### DATA PROVIDED

Issue #393, opened 2025-04-02
Flux calibration: write the used SED filenames in the history header


JuergenSchreiber:
**Is your feature request related to a problem? Please describe.**
People want to know which SED (e.g. CALSPEC was used to calibrate the flux)

**Describe the solution you'd like**
The name of the used SED file(s) should be written in the HISTORY header

**Additional context**

JuergenSchreiber:
I guess the keywords FILEX could be used for this, too?

PR #396, opened 2025-04-04
add SED file names in History header

JuergenSchreiber:
## Describe your changes
write the applied SED filenames (mostly CALSPEC files) in the History header, when determining the FluxcalFactor, the apparent magnitude and the color correction.

## Type of change

#393

- [x] I have linted my code

### DIFF
--- a/corgidrp/fluxcal.py
+++ b/corgidrp/fluxcal.py
@@ -45,7 +45,7 @@ def get_calspec_file(star_name):
         star_name (str): 
     
     Returns:
-        str: file path
+        str: file path, fits file name
     """
     if star_name not in calspec_names:
         raise ValueError('{0} is not in list of anticipated standard stars {1}, please check naming'.format(star_name, calspec_names.keys()) )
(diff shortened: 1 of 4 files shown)


JuergenSchreiber:
merge with develop?

semaphoreP:
I would err towards merging with develop for now.

corgidrp/fluxcal.py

######

### EXERCISE DIRECTIONS
Considering only the material above, set down every line from the one with "- [x] I have linted my code" to the one with "I would err", inclusive, exactly as written.

### EXERCISE OUTPUT
- [x] I have linted my code

### DIFF
--- a/corgidrp/fluxcal.py
+++ b/corgidrp/fluxcal.py
@@ -45,7 +45,7 @@ def get_calspec_file(star_name):
         star_name (str): 
     
     Returns:
-        str: file path
+        str: file path, fits file name
     """
     if star_name not in calspec_names:
         raise ValueError('{0} is not in list of anticipated standard stars {1}, please check naming'.format(star_name, calspec_names.keys()) )
(diff shortened: 1 of 4 files shown)


JuergenSchreiber:
merge with develop?

semaphoreP:
I would err towards merging with develop for now.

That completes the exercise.